PRINCETON, NJ -- Barack Obama has edged up in the preferences of national Democratic voters, and now has a 48% to 44% advantage over Hillary Clinton.
Obama's four percentage point advantage in today's March 24-26 average is his largest in Gallup Poll Daily tracking since he led Clinton by 50% to 44% in the March 11-13 average. (To view the complete trend since Jan. 3, 2008, click here.)
Voters' preferences in two hypothetical November general election matchups remain close, with John McCain at 47% to Clinton's 44%, and McCain's 45% to Obama's 44%. The difference between McCain's 3-point advantage over Clinton as opposed to his 1-point advantage over Obama is not statistically significant, but marks one of the few times when the two races have not had either identical gaps or gaps only a point different. -- Frank Newport
Gallup is interviewing no fewer than 1,000 U.S. adults nationwide each day during 2008.

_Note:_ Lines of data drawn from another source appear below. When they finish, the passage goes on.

PR #14, opened 2025-03-20
KAB-889: fix the fully qualified names of the Keboola tables

vita-stejskal:
This change makes the use of the real database names fetched from the Snowflake connection to create the fully qualified name of a Keboola table rather than just guessing it. This gives the LLM a chance to generate SQL queries with the correct table names.

### DIFF
--- a/src/keboola_mcp_server/database.py
+++ b/src/keboola_mcp_server/database.py
@@ -64,6 +64,7 @@ class DatabasePathManager:
                 cursor = conn.cursor(DictCursor)
 
                 if source_table := table.get("sourceTable"):
+                    # a table linked from some other project
                     schema_name, table_name = source_table["id"].rsplit(sep=".", maxsplit=1)
                     source_project_id = source_table["project"]["id"]
                     result = cursor.execute(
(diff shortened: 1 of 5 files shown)


src/keboola_mcp_server/database.py
```diff
@@ -80,8 +81,16 @@ def get_table_fqn(self, table: dict[str, Any]) -> Optional[TableFqn]:
                     result = cursor.execute(
                         f'select CURRENT_DATABASE() as "current_database", CURRENT_SCHEMA() as "current_schema";'
                     ).fetchone()
-                    db_name, schema_name = result["current_database"], result["current_schema"]
-                    table_name = table["name"]
+                    db_name = result["current_database"]
```
davidesner, line 84: @vita-stejskal  I am not sure about this, we would need to make sure that the connection has a current database setup, it is not required for snowflake connection. Just in case I want to point out this may be in clash with https://github.com/keboola/keboola-mcp-server/blob/master/src/keboola_mcp_server/database.py#L186 where the method `find_working_connection` is only looking for `KEBOOLA_` db names. We should review the connection initialisation logic, it's not ideal atm.

vita-stejskal: > I am not sure about this, we would need to make sure that the connection has a current database setup, it is not required for snowflake connection.

Are you saying that `CURRENT_DATABASE()` function could return `null`? The [docs](https://docs.snowflake.com/en/sql-reference/functions/current_database) don't mention situations when the function returns `null` or does not work for some reason.

Also it seems that connections to a workspace created in Keboola UI do set the current/default database. Are there pitfalls? cc @odinuv

vita-stejskal: > Just in case I want to point out this may be in clash with https://github.com/keboola/keboola-mcp-server/blob/master/src/keboola_mcp_server/database.py#L186 where the method find_working_connection is only looking for KEBOOLA_ db names. We should review the connection initialisation logic, it's not ideal atm.

Yes, I am aware of this and tried to improve the situation by adding another `ConnectionPattern` which prefixes the database name with `SAPI_`. But even that does not cover all the possibilities.

Anyway, I'll get rid of all this code for "finding snowflake connection" when I start using the "workspace" endpoints in Storage API. That way the MCP tools will only need the workspace ID (the correct one of the many), but will not have to concern itself with snowflake connections.

PR #16, opened 2025-03-24
Kab 863 refactor tables and buckets tools

ncapek:
This PR will contain the refactor for all table and bucket related MCP tools. Specifically to convert the outputs of these tools into pydantic objects.

### DIFF
--- a/src/keboola_mcp_server/server.py
+++ b/src/keboola_mcp_server/server.py
@@ -3,11 +3,11 @@
 import csv
 import logging
 from io import StringIO
-from typing import Any, cast, Dict, List, Optional, TypedDict
-from pydantic import BaseModel, Field
+from typing import Any, Dict, List, Optional, TypedDict, cast
 
 import snowflake.connector
 from mcp.server.fastmcp import Context, FastMCP
+from pydantic import BaseModel, Field
 
 from keboola_mcp_server.mcp import (
     KeboolaMcpServer,
@@ -15,6 +15,7 @@ from keboola_mcp_server.mcp import (
     SessionState,
     SessionStateFactory,
 )
+
 from .client import KeboolaClient
 from .config import Config
 from .database import ConnectionManager, DatabasePathManager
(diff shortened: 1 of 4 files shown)


src/keboola_mcp_server/server.py
```diff
@@ -3,49 +3,62 @@
...
-    dataSizeBytes: int
+class BucketInfo(BaseModel):
+    id: str = Field(..., description="Unique identifier for the bucket")
+    name: str = Field(..., description="Name of the bucket")
+    description: Optional[str] = Field(None, description="Description of the bucket")
+    stage: Optional[str] = Field(
+        None, description="Stage of the bucket ('in' for input stage, 'out' for output stage)"
+    )
+    created: str = Field(..., description="Creation timestamp of the bucket")
+    tables_count: Optional[int] = Field(None, description="Number of tables in the bucket")
```
vita-stejskal, line 34: I don't have a strong preference here, but I'd say that we should stick to the Keboola's general convention of using `cameCase` field names when serializing to / deserializing from JSON. So, all the fields that contain the underscore char should define:
```
validation_alias=AliasChoices('tableCount', 'table_count', 'table-count'),
serialization_alias='tableCount'
```
Although this is not a REST API, it's better to be consistent.

tests/test_server.py
```diff
@@ -124,3 +147,69 @@ async def query_table_data(
             server.__dict__["query_table"] = original_query_table
         if original_query_table_data:
             server.__dict__["query_table_data"] = original_query_table_data
+
+
+@pytest.mark.asyncio
+async def test_list_all_buckets(test_config: Config, mock_buckets: List[Dict[str, Any]]) -> None:
```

The general election results are based on combined data from March 21-22 and March 24-26, 2008. For results based on this sample of 4,420 registered voters, the maximum margin of sampling error is ±2 percentage points.
The Democratic nomination results are based on data from March 24-26, 2008. For results based on this sample of 1,236 Democratic and Democratic-leaning voters, the maximum margin of sampling error is ±3 percentage points.
In addition to sampling error, question wording and practical difficulties in conducting surveys can introduce error or bias into the findings of public opinion polls.